Good At Killing Savings Too
We know what happened to our savings after bank interest was taxed, double-digit inflation was created and our rupee was rapidly depreciated in the first few years of Paglanomics. According to recent and conservative calculations the savings missing between 2006 and 2019 exceed 1 trillion rupees.* That’s a million million rupees. Speaking about a trillion rupees did you know that according to Sithanen/Mansoor trickle-down policy our GDP was supposed to cross that threshold by the end of this year? Without COVID-19 national output would have been around Rs557 billion. In other words there would have been a GDP shortfall of nearly half-a-trillion rupees for one year. And it would have got worse every year as long as we stood on the wrong side of compounding. All of this obviously makes the job of our Finance Minister really simple.

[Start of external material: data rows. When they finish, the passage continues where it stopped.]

PR #3901, opened 2020-11-18
Array_helper: Add function array_sort_by_multiple_keys.

sfadschm:
**Description**
This PR adds a convenience method to CI's `array_helper` to allow sorting a multidimensional array by a list of columns contained in the array. As I find myself using this regularly, I thought maybe others would appreciate this functionality, too.

The helper function takes the reference to an array `&$array` that is to be sorted and an associative array `$sortColumns` of column names and SORT_* flags.
The referenced array is looped and a onedimensional array of values for each column defined in the `$sortColumns` array is generated. Then all of these arrays are passed to the array_multisort function together.

This results in `&$array` being sorted by all of the defined columns and flags hierarchically, which might be useful, e.g., for sorting arrays of entities returned from models.

The method works on both arrays containing sub-arrays and arrays containing objects (e.g., `Entities`).
By using the `.` separator in the column names in `$sortColumns`, deeper levels of `&$array` can be accessed for sorting (e.g., when sorting a list of entities loaded with their relations from Tatter\Relations).

Opinions and improvements very welcome :)

**Checklist:**
- [ ] Securely signed commits
- [ ] User guide updated
- [x] Conforms to style guide

Not sure about the style guide, but I hope it does conform.
Will update user guide if feature is considered useful.

### DIFF
--- a/system/Helpers/array_helper.php
+++ b/system/Helpers/array_helper.php
@@ -123,7 +123,7 @@ if (! function_exists('array_deep_search'))
 	}
 }
 
-if (!function_exists('array_sort_by_multiple_keys'))
+if (! function_exists('array_sort_by_multiple_keys'))
 {
 	/**
 	 * Sorts a multidimensional array by its elements values. The array
--- a/system/Helpers/array_helper.php
+++ b/system/Helpers/array_helper.php
@@ -196,11 +196,7 @@ if (!function_exists('array_sort_by_multiple_keys'))
 		// Append the array as reference
 		$tempArray[] = &$array;
 
-		// The array_multisort method accepts all sorting arrays and
-		// flags as an argument list. As we have those stored in a
-		// dynamically sized array, we use the call_user_func_array
-		// function, which parses the array to a list and then passes
-		// it to array_multisort.
-		return call_user_func_array('array_multisort', $tempArray);
+		// Pass sorting arrays and flags as an argument list.
+		return array_multisort(...$tempArray);
 	}
 }
--- a/system/Helpers/array_helper.php
+++ b/system/Helpers/array_helper.php
@@ -122,3 +122,82 @@ if (! function_exists('array_deep_search'))
 		return null;
 	}
 }
+
+if (!function_exists('sort_by_multiple_keys'))
+{
+
+	/**
+	 * Sorts an associative multidimensional array by the values of the
+	 * passed columns names. The sorting params represent an associative
+	 * array of column names and sorting flags.
+	 * Both arrays of objects and arrays of array can be sorted.
+	 *
+	 * Example:
+	 * 	sort_by_multiple_keys($players,
+	 * 			[
+	 * 				'team.hierarchy' => SORT_ASC,
+	 * 				'position'       => SORT_ASC,
+	 * 				'name'           => SORT_STRING,
+	 * 			]
+	 * 		);
+	 * The '.' dot operator in the column name indicates a deeper array or
+	 * object level. In principle, any number of sublevels could be used,
+	 * as long as the level and column exist in every array element.
+	 *
+	 * @param array &$array the reference of the array to be sorted
+	 * @param array $sortColumns an associative array of columns to sort
+	 *              after and their sorting flags
+	 *
+	 * @return boolean
+	 */
+	function array_sort_by_multiple_keys(array &$array, array $sortColumns): bool
+	{
+		// Check if there really are columns to sort after
+		if (empty($sortColumns) || empty($array))
+		{
+			return $array;
+		}
+
+		// Group sorting indexes and data
+		$tempArray = [];
+		foreach ($sortColumns as $key => $sortFlag)
+		{
+			// Get sorting values
+			$carry = $array;
+
+			// The '.' operator separates nested elements
+			foreach (explode('.', $key) as $keySegment)
+			{
+				// Distinguish array of objects and arrays of arrays
+				if (is_object(reset($carry)) ?? false)
+				{
+					// Extract the object attribute
+					foreach ($carry as $index => $object)
+					{
+						$carry[$index] = $object->$keySegment;
+					}
+				}
+				else
+				{
+					// Extract
+					$carry = array_column($carry, $keySegment);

Padayachy’s Easy Decisions
Bring back corporate taxes to at least 30% which is roughly where they were before bean-counters started messing up Mauritius really badly with their economic snake-oil (aka WB best practices). So that we defuse the debt bomb and government doesn’t sit on its hands (while keeping busy with unnecessary distractions like the annoyance law and the ICTA proposal) and ruin the country along with its world-famous environment. Introduce a wealth tax. Very large dividends of several hundreds of millions of rupees should be taxed at 95%. End the wealth-destroying depreciation of our national currency and the corresponding bean-counting with the SRF. Solve real problems. There are quite a few of them. Don’t confuse wastage with GDP/revenue shortfall. By the way, there’s wastage in the private sector too. Or screw-ups with reforms. And…
Solidarity Never a
Substitute For Sustainability
When tax rates were 70% public finances were sustainable and we built a decent welfare state. Still there was plenty of social work that was going on because we were a left-for-dead country and the economic seas of the 1970s were quite choppy. These were done in an era with no social media. Plenty is still being done away from spotlights. But the current tax structure is simply not sustainable. No amount of solidarity can make up for that. Unless an expensive villa, a bundle of hard currencies, an optional dialysis machine, cleaner air, upward social mobility, a respect for nature plus a million of other things are delivered along with each food pack. There was already Rs1.8 trillion of GDP missing between 2006 and 2019. It’s way better for the 10% richest households (and for everybody else) to get 27.8% of a larger cake like in 1991/2 than 31.2% of the smallest of cakes that’s incompatible with nature like in 2012. Which is why in 2011 wealthy French saw their dreams come true: pay more taxes. Wealthy Germans had asked for the same thing two years earlier.
Jagatsingh, S., Budget 2021/22, Republic of Mauritius, Analyst Report, forthcoming.